2. A device in accordance with claim 1 wherein said housing has an inwardly extending lip at the upper end of said vertical wall.
3. A device in accordance with claim 1 wherein said bottom wall has its periphery connected to the upper end of the inner periphery of said groove and has a centrally disposed hole coaxial with the upper end of said housing.
4. A device for demonstrating the principal of conservation of momentum comprising a housing having an open top and a horizontally disposed upwardly facing circular groove, said groove being defined on its outer periphery by a vertical wall substantially higher than the depth of the groove, said groove defined by a rough surface on inner and outer walls of said groove, at least two balls of hard material in said groove, said balls being of equal mass, said balls having snug fit in said groove and substantially simultaneously contacting said rough surface on both the inner and outer walls of said groove, said housing being of a size so that it can be hand-held and manipulated to cause the balls to move in opposite directions in said groove and contact one another, and said inner wall having a sufficient height to prevent movement of the balls radially inwardly during normal use.
5. A device in accordance with claim 4 wherein said housing has an inwardly extending lip at the upper end of said vertical wall.
6. A device in accordance with claim 4 wherein the housing has a bottom wall containing a centrally disposed hole therein coaxial with the upper end of said housing.
7. A device in accordance with claim 4 wherein said balls are made of glass.
8. A device in accordance with claim 4 wherein said balls are made of steel.
9. A device in accordance with claim 4 wherein the elevation of the upper end of the inner wall of the groove is approximately at the center of the balls.
10. A device in accordance with claim 9 wherein said balls are of different colors.
Description
SUMMARY OF THE INVENTION

The amusement device includes a housing having an open top and a horizontally disposed upwardly facing circular groove in its bottom wall. The outer periphery of the groove is defined by a vertical wall having a height substantially higher than the depth of the groove. The groove is a rough surface with at least two balls of a hard material in the groove. The balls have a snug fit in the groove and contact the surface of the groove. The housing is of a size so that it can be hand held and manipulated to cause the balls to move in opposite directions.

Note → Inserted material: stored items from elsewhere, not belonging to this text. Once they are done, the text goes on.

PR #3336, opened 2024-01-31
Fix media details tag for multiple versions support

MichaelRUSF:
**Changes**
Changes the media details tag to check the audio stream based on the media source index.  

**Fixes**
Currently, the media details tag only reflects the first movie regardless of the version selected.

### DIFF
--- a/app/src/main/java/org/jellyfin/androidtv/util/InfoLayoutHelper.java
+++ b/app/src/main/java/org/jellyfin/androidtv/util/InfoLayoutHelper.java
@@ -107,7 +107,7 @@ public class InfoLayoutHelper {
         if (includeRuntime) addRuntime(context, item, layout, includeEndTime);
         addSeriesStatus(context, item, layout);
         addRatingAndRes(context, item, mediaSourceIndex, layout);
-        addMediaDetails(context, audioStream, layout);
+        addMediaDetails(context, item, mediaSourceIndex, layout);
     }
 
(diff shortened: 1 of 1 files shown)


app/src/main/java/org/jellyfin/androidtv/util/InfoLayoutHelper.java
```diff
@@ -107,7 +107,7 @@ public static void addInfoRow(Context context, BaseItemDto item, int mediaSource
         if (includeRuntime) addRuntime(context, item, layout, includeEndTime);
         addSeriesStatus(context, item, layout);
         addRatingAndRes(context, item, mediaSourceIndex, layout);
-        addMediaDetails(context, audioStream, layout);
+        addMediaDetails(context, item, mediaSourceIndex, layout);
```
nielsvanvelzen, line 110: Looks like the `audioStream` parameter is now unused so it can be removed (line 64)

nielsvanvelzen (changes requested):

app/src/main/java/org/jellyfin/androidtv/util/InfoLayoutHelper.java
MichaelRUSF: Removing it breaks line 54 and if removed it ends up with the same parameters as line 51.

nielsvanvelzen (approved):

nielsvanvelzen:
Awesome, thanks!

PR #3348, opened 2024-02-04
android tv hls playback direct play fix

mnsrulz:
**Changes**
Allow m3u8 links embedded in the .strm files to be direct played

**Issues**
Two fixes mainly, one was that the devices are not fully recognized as appropriate for h264 levels which is forcing the transcoding. Second is to allow the m3u8 links to be direct play instead of rencode.


mnsrulz:
this is essentially making android player inline with roku

nielsvanvelzen (approved):
Thanks!

PR #3368, opened 2024-02-11
Dim static elements in screensaver

abjorck:
I'd like to "reopen" pull #2566 to dim the white static elements on the screensaver

**Changes**

Set alpha on logo, clock, and content title.

I also did a miniscule change to the fade since I think the snap-out was sometimes off and gave a janky feeling when the old image disappeared, not sure why, maybe a frame timing thing. Seems hard to record and report but I can try making it a seperate issue if you dont want it here

**Issues**


nielsvanvelzen (changes requested):
Somewhat dimming the text is fine but the Jellyfin logo should not be made semi-transparent.

nielsvanvelzen:
Closing as stale

PR #3372, opened 2024-02-14
Remove "auto" max bit rate and add additional values

nielsvanvelzen:
**Changes**
- Remove "auto" max bitrate preference
  - A value of "0" will now default to the default value of 100Mbit/s
- Add new values for max bitrate: 140Mbit/s, 180Mbit/s and 200Mbit/s
- Require UserPreferences as parameter in Utils.getMaxBitrate

**Issues**


crobibero (approved):

arthurmelton:
Is there any way the "auto" setting could be restored but dynamically change the bitrate depending on how much buffer is left? For example, it could target a 15-second buffer: if the buffer reaches 25 seconds (without direct play/the highest bitrate possible), it would increase the bitrate; if it drops to 5 seconds, it would decrease the bitrate.

PR #3379, opened 2024-02-17
Rewrite BaseItemInfoRow with Compose

nielsvanvelzen:
This is an old branch of mine that I started about a year ago but never finished... I've finally completed it now lol.

The info row is what is shown below the title while browsing, almost all screens use it and thus it is a bit messy. This pull request aims to rewrite it in Kotlin with Compose, not necessarily to clean it up.

The info row items shown are mostly the same. There are some tweaks to the design, improvements to datetime formatting and in some cases some items are removed/reordered or added.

The balls are preferably of the same mass and of different colors. When three balls are disposed within the groove, some skill is needed in order to cause two of the balls to move along the groove while one appears to be stationary.

It is an object of the present invention to provide a novel amusement device comprising a housing having a plurality of balls disposed within a groove and of a size so that it can be hand held and manipulated to cause the balls to move in opposite directions.

It is another object of the present invention to provide a novel amusement device which is simple, inexpensive, and requires skill in manipulation of the components.

Other objects will appear hereinafter.

For the purpose of illustrating the invention, there is shown in the drawings a form which is presently preferred; it being understood, however, that this invention is not limited to the precise arrangements and instrumentalities shown.

DESCRIPTION OF THE DRAWINGS

FIG. 1 is a perspective view of the amusement device of the present invention.

FIG. 2 is a sectional view taken along the line 2--2 in FIG. 1.

FIG. 3 is a sectional view taken along the line 3--3 in FIG. 2.

DETAILED DESCRIPTION OF THE INVENTION

Referring to the drawing in detail, wherein like numerals indicate like elements, there is shown in FIG. 1 an amusement device in accordance with the present invention designated generally as 10. The device 10 includes an annular housing 12 having an outer wall 14 and an inner wall 16. The lower peripheral portion of the wall 14 cooperates with the wall 16 to define an annular groove 18. The height of wall 14 is substantially greater than the height of the groove and is also substantially greater than the height of wall 16. The upper end of wall 14 may be provided with an inwardly directed lip 20 which terminates at an opening 22. The bottom wall 24 is horizontally disposed and therefore perpendicular to the wall 14. Wall 24 may be provided with a centrally disposed opening 26.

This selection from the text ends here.